HC Deb 28 February 1928 vol 214 cc206-7

asked the Minister of Transport whether the London and Home Counties Traffic Advisory Committee were consulted by the postal authorities in regard to the erection of the red telephone call-boxes recently placed upon the public highways in the metropolis; and whether they have approved of the sites selected and in particular those on island refuges, which compel persons who make use of these call-boxes to cross busy tramway and omnibus routes?

Colonel ASHLEY

Since the end of 1925 the Postmaster-General has been good enough to consult me with regard to the sites of the new telephone boxes in streets in the London telephone area, and I have referred these cases to the Committee for advice. The Postmaster-General has always met my wishes in the matter and since the date mentioned kiosks have only been erected on sites which I have been advised are unobjectionable from the point of view of danger whether to pedestrians or to vehicular traffic.
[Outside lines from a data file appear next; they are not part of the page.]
PR #93, opened 2021-01-31
extended enabled? to accept multiple flags

elpikel:
Added possibility to check if more than one flag is enabled at the same time.

### DIFF
--- a/lib/fun_with_flags.ex
+++ b/lib/fun_with_flags.ex
@@ -37,6 +37,7 @@ defmodule FunWithFlags do
 
   It can be invoked with just the flag name, as an atom,
   to check the general status of a flag (i.e. the boolean gate).
+  It can also be invoked with list of flags names where each should be an atom.
 
   ## Options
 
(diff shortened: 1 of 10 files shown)


tompave (commented):
Hi, thank you for submitting this PR and for cleaning it after my initial feedback (https://github.com/tompave/fun_with_flags/pull/92#issuecomment-770378188).

I can see how this would work, but I'm not convinced that adding it to the package would be right, sorry. I feel that it adds a non-trivial amount of complexity that outweighs any benefit of adding that new flag-query style.

As for the benefits, I can think of UX conveniency and query performance.

With regard to the UX, I'm not convinced that this change is really necessary, because multi-flag checks can be achieved easily with the current API:

```elixir
FunWithFlags.enabled?(:foo) && FunWithFlags.enabled?(:bar)
```

It's actually even better. Because of the simplicity of the current interface, it is easily composable and it provides the flexibility to test different actors and groups for different flags:

```elixir
import FunWithFlags
def is_feature_enabled?(user, country) do
  enabled?(:new_feature, for: country) || enabled?(:new_feature, for: user) || enabled?(:admin_flag_overrides, for: user)
end

if is_feature_enabled?(current_user, country_for_session(conn)) do
  # ...
end
```

With regard to the other benefit, query performance, I can see that this PR would indeed make this better for Ecto, as multiple flags would be loaded together instead of performing several queries in sequence.
However, the package would only take advantage of this improvement in the case of cache misses. With a warm cache, everything would be read from cache anyway. My gut feeling is that the real-world performance benefits of this group query would not be apparent very often.
Yes, I can conceive scenarios where a large number of flags is checked at the same time, maybe with the cache disabled, but I think that that's a fairly uncommon case, and it doesn't justify the added complexity of this change.
If a user of the package really needs to avoid the sequence of queries, and they don't use a cache anyway, they can try with `FunWithFlags.all_flags/0` and then check them manually.

---

Even though I'm not accepting the PR, I have left some comments to suggest a different approach for the entry point to this functionality. I've done so because I appreciate the time that was spent on this, and I would like to articulate my thoughts on simplicity as a design goal. I think that separate functions for the "many flags" functionality would be better than overloading and extending the current ones (both for the public interface and the internal modules). By adding more multi-flag clauses with recursion to the single-flag clauses the complexity of the functions increases considerably, whereas a new set of functions would help keeping things simple.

asked the Postmaster-General how many red telephone call-boxes he has caused to be erected on the public highway in the metropolitan postal district within the past two years; what is the total estimated expenditure incurred in erecting, fitting and connecting them; and what payments have been made to the highway authorities to enable them to acquire additional highway space to compensate the travelling public for that occupied by these boxes?

The POSTMASTER-GENERAL (Sir William Mitchell-Thomson)

During the last two years, 255 red telephone kiosks have been erected on public highways in the London postal district at a total cost for supply, fitting and connection of about £22,000. Telephone kiosks are placed on highways by agreement with the road authorities without charge for rental in the interest of the travelling public, who use them extensively.